Another piece of the puzzle, DeYoung said, is figuring out ways to digitize documents and move them across the organization in a more streamlined fashion, especially as they try to become more efficient.

"You can't pretend that people aren't using tablets or portable, digital devices," he said.

Yet, few tools are available on the market today to seamlessly integrate hard copy with the digital world, according to Elizabeth Fox, Xerox's vice president for SMB MPS. She said it's something Xerox plans to invest in more heavily going forward.

Konica Minolta has focused on bolstering its offerings, such as PageScope Mobile, that connect mobile devices directly to printers, Errigo said, as well as products that allow customers to scan directly from one machine to another without a centralized platform.
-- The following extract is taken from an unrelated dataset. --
PR #3260, opened 2023-03-16
Exclude `embed` from list of acceptable text encoders for the tagger decoder.

justinxzhao:


justinxzhao:
Closing as embed is fine to use with a tagger decoder.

The vendor also has invested in automatic authentication offerings that would allow employees to seamlessly interact with printers from their mobile devices in outside offices, Errigo said.

And, given its initial resounding success, Southern Solutions plans to continue investing in, and improving, its Contact Us App.

Justice said the company is looking into creating a dropdown box on its printer app that would allow customers to request service on other devices, including those that predate ConnectKey.

The solution providers also hope to soon roll out a service status box that ties into Southern Solutions' ticketing system, Justice said, and, akin to Uber or an online pizza delivery order, gives end users progress updates on their request.

"We're in the era of realtime communication with customers," he said.